• AIM OF THE TASK: Your answer should hold all lines of the entries that include the word "Docker".

**** EXTRACTED RECORDS ****

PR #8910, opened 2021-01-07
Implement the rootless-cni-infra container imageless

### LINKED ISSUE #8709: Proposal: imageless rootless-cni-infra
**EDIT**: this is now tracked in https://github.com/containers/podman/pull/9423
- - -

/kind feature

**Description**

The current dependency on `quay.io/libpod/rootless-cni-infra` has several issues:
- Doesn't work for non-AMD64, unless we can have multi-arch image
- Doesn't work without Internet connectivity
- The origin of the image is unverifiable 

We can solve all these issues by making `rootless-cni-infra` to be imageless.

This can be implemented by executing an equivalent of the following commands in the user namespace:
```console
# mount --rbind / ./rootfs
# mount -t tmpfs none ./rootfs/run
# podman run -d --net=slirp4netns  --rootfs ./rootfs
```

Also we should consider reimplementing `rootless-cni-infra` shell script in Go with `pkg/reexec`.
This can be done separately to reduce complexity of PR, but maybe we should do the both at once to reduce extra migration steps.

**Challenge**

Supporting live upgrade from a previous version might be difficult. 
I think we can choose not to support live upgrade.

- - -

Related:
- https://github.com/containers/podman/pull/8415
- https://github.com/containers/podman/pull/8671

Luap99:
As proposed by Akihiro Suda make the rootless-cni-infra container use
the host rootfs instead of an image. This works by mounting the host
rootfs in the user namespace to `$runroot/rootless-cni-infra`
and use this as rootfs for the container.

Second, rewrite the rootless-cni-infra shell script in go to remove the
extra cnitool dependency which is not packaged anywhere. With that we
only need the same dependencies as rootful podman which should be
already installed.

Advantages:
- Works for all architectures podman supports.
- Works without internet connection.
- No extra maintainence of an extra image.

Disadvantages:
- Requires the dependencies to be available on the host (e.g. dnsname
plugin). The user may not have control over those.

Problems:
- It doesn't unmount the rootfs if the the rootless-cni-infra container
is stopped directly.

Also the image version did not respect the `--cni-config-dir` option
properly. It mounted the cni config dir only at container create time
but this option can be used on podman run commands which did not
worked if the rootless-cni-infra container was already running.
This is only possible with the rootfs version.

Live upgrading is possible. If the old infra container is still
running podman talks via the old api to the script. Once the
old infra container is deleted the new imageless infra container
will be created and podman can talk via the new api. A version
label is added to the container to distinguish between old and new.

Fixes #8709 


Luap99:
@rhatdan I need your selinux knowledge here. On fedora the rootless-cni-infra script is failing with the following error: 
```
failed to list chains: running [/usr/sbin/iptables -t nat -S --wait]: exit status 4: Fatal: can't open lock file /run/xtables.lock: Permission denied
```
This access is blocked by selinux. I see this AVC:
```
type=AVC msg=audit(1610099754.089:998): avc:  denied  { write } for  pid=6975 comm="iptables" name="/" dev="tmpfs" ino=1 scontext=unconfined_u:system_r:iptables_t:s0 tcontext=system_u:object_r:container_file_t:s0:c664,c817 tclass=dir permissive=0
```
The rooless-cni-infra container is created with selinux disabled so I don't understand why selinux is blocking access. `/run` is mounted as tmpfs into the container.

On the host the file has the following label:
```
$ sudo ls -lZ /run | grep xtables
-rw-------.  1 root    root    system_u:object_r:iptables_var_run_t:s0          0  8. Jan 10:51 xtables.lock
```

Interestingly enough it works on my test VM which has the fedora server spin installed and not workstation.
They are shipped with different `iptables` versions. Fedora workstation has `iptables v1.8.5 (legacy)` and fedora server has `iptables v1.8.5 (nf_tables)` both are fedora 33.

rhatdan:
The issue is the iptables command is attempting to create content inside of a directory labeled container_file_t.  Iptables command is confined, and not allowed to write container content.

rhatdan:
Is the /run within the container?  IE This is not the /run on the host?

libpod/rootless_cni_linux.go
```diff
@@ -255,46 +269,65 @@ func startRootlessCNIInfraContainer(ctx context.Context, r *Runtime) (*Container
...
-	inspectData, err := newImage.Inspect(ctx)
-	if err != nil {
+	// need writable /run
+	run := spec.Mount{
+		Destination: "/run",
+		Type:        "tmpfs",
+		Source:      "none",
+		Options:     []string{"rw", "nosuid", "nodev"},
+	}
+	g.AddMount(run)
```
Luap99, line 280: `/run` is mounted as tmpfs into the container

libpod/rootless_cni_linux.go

****
**** EXTRACTED RECORDS ****

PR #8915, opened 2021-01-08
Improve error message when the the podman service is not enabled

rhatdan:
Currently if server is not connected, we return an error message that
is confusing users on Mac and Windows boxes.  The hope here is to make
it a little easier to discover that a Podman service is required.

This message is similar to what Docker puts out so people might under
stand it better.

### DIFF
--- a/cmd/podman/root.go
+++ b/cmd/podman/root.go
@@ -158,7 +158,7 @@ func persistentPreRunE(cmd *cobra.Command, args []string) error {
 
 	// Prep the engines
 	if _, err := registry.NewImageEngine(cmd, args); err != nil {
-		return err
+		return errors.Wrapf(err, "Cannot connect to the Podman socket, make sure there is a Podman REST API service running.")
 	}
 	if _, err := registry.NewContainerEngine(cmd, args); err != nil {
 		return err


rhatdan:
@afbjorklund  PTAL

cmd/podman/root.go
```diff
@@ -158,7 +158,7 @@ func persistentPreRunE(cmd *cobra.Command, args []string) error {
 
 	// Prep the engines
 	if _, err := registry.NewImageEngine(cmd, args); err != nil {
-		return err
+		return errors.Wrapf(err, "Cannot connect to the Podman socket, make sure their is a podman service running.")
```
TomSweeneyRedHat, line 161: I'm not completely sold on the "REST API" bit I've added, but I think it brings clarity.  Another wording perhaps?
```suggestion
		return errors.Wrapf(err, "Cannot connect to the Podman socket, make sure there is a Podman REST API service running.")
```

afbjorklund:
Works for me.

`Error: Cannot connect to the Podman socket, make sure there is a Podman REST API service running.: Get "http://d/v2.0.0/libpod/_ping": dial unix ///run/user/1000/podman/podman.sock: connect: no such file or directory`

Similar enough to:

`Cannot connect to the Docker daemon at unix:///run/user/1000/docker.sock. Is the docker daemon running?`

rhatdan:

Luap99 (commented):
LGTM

****

• YOUR SOLUTION:
This message is similar to what Docker puts out so people might under
`Cannot connect to the Docker daemon at unix:///run/user/1000/docker.sock. Is the docker daemon running?`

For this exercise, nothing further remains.